───── DATA UNDER STUDY

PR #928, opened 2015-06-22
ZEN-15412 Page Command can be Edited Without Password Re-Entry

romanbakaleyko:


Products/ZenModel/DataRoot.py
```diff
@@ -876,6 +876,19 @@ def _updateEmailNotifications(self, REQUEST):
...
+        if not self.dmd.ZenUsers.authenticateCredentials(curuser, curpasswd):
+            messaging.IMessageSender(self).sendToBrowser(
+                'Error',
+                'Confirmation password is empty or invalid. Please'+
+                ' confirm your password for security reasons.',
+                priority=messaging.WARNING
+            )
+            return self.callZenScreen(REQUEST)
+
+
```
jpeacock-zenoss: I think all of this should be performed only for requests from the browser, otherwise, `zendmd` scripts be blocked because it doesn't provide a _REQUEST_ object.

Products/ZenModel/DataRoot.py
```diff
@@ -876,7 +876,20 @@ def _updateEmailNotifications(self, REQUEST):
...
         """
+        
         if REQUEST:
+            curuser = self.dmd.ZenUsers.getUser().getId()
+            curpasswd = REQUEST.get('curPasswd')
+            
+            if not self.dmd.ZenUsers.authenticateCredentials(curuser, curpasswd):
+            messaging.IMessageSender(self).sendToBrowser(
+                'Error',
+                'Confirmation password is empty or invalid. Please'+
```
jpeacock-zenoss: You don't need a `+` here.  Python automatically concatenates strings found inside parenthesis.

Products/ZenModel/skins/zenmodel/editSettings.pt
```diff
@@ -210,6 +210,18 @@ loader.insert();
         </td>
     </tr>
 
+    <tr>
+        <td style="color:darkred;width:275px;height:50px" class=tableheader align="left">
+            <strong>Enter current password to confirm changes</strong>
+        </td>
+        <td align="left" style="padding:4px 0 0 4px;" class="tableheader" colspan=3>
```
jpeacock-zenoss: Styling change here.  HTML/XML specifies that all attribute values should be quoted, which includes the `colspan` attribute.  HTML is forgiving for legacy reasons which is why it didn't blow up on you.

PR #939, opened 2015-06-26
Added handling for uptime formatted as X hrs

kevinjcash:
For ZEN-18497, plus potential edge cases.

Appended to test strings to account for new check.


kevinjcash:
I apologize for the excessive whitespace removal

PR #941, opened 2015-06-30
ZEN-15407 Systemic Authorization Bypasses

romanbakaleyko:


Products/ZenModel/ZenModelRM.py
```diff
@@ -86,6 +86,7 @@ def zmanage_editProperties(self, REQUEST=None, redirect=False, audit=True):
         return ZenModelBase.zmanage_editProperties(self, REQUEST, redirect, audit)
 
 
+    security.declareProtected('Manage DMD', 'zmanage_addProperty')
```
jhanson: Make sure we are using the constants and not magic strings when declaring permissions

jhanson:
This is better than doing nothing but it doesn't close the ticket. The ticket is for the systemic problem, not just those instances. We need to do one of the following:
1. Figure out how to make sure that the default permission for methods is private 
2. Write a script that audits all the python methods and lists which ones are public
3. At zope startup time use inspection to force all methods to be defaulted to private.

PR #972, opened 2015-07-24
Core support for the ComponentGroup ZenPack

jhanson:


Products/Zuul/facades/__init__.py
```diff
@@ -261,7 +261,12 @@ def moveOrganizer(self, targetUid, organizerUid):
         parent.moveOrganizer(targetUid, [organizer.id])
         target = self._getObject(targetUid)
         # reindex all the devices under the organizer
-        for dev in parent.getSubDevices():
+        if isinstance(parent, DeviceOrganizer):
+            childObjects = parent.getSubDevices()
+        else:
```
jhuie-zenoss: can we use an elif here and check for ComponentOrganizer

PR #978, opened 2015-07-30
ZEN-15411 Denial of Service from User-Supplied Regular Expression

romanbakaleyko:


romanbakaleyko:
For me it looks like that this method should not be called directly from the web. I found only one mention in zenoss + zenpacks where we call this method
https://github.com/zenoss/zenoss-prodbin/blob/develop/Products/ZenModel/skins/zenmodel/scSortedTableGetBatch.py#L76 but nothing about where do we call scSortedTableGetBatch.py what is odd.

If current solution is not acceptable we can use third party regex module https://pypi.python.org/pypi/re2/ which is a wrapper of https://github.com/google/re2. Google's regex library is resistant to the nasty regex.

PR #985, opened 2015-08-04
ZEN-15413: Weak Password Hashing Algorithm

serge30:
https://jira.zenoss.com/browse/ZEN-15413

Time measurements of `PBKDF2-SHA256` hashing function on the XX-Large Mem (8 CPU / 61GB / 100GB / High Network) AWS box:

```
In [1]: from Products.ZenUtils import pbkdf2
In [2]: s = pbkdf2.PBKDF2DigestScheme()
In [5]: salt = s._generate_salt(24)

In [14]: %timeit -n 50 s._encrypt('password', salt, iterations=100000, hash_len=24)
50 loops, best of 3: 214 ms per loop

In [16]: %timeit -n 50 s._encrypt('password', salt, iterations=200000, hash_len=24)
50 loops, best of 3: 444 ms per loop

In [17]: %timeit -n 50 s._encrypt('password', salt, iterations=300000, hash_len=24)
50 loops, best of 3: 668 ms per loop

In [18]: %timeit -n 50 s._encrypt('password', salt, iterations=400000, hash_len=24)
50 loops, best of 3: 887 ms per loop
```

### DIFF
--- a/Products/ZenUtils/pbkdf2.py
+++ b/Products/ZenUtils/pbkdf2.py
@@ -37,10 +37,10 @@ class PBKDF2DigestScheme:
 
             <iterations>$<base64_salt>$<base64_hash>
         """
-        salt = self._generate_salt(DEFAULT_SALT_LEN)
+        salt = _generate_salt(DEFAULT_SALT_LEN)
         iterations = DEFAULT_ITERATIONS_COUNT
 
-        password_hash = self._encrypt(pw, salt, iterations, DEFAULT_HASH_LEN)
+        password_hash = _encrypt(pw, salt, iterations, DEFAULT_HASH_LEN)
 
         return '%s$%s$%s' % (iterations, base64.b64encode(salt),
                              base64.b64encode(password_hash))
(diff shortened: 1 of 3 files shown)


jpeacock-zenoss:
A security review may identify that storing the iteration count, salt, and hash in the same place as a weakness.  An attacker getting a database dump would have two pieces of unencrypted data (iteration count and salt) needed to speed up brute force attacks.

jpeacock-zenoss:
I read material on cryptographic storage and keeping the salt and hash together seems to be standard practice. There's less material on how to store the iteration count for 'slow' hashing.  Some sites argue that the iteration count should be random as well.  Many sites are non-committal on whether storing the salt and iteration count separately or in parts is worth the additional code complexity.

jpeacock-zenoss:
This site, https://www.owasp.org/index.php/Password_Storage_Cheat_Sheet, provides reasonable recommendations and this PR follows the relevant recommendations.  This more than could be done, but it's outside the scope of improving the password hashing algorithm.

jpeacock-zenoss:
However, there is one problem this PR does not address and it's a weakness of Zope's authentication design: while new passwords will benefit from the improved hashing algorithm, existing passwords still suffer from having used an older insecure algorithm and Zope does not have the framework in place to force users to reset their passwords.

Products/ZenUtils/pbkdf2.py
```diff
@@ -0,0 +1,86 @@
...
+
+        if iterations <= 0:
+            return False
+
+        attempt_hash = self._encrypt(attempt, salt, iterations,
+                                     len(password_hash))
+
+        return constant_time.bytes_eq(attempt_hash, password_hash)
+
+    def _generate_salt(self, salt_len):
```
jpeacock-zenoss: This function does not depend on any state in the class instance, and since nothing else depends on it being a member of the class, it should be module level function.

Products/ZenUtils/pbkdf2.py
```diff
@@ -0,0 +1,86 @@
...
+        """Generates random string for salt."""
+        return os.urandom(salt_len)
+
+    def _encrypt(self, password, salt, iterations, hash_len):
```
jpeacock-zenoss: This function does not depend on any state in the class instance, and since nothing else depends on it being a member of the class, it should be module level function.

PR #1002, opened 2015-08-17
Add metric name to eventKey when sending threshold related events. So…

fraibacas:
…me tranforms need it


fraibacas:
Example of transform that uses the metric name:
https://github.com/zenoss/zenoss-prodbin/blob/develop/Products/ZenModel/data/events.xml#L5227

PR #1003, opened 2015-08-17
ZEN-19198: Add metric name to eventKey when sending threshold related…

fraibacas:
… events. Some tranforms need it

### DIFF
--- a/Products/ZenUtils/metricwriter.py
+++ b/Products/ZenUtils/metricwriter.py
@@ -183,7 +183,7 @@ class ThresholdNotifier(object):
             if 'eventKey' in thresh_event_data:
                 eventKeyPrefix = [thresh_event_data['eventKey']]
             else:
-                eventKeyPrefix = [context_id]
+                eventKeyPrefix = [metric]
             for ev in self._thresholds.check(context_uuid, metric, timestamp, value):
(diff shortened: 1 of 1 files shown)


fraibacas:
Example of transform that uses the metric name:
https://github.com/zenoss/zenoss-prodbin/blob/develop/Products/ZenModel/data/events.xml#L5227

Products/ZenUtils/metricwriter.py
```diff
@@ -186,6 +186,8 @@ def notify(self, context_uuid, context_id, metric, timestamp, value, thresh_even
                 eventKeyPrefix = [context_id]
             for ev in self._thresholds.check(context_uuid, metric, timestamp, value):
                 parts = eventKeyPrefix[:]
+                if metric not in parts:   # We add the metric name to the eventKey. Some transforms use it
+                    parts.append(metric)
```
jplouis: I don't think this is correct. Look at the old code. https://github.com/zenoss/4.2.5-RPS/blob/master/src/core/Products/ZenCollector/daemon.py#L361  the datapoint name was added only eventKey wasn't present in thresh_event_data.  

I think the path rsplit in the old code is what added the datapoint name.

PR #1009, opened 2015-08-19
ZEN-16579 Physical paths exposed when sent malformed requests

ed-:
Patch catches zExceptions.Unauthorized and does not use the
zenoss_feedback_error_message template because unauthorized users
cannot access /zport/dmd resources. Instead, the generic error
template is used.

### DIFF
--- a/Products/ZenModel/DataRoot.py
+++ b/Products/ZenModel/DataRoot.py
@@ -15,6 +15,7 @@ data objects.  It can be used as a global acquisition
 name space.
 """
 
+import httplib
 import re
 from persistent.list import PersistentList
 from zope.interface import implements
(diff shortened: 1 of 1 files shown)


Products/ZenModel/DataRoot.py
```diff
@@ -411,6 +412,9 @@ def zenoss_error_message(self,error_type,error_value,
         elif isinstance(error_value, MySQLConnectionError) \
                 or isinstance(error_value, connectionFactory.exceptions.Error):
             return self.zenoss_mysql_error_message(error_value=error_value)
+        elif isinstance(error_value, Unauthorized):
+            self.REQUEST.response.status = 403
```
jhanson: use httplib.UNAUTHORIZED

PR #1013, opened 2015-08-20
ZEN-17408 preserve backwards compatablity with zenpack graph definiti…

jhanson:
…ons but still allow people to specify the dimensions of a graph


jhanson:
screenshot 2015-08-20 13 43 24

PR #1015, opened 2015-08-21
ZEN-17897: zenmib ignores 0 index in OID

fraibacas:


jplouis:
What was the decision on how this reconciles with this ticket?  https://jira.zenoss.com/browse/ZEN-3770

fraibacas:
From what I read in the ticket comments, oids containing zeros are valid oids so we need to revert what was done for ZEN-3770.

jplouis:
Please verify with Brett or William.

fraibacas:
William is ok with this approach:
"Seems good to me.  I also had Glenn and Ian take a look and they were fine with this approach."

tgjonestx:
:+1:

──────────

WHAT THIS TASK INVOLVES.
Search the data for the string "https" and copy each line where it appears.

PROBLEM SOLUTION.
https://github.com/zenoss/zenoss-prodbin/blob/develop/Products/ZenModel/skins/zenmodel/scSortedTableGetBatch.py#L76 but nothing about where do we call scSortedTableGetBatch.py what is odd.
If current solution is not acceptable we can use third party regex module https://pypi.python.org/pypi/re2/ which is a wrapper of https://github.com/google/re2. Google's regex library is resistant to the nasty regex.
https://jira.zenoss.com/browse/ZEN-15413
This site, https://www.owasp.org/index.php/Password_Storage_Cheat_Sheet, provides reasonable recommendations and this PR follows the relevant recommendations.  This more than could be done, but it's outside the scope of improving the password hashing algorithm.
https://github.com/zenoss/zenoss-prodbin/blob/develop/Products/ZenModel/data/events.xml#L5227
https://github.com/zenoss/zenoss-prodbin/blob/develop/Products/ZenModel/data/events.xml#L5227
jplouis: I don't think this is correct. Look at the old code. https://github.com/zenoss/4.2.5-RPS/blob/master/src/core/Products/ZenCollector/daemon.py#L361  the datapoint name was added only eventKey wasn't present in thresh_event_data.  
What was the decision on how this reconciles with this ticket?  https://jira.zenoss.com/browse/ZEN-3770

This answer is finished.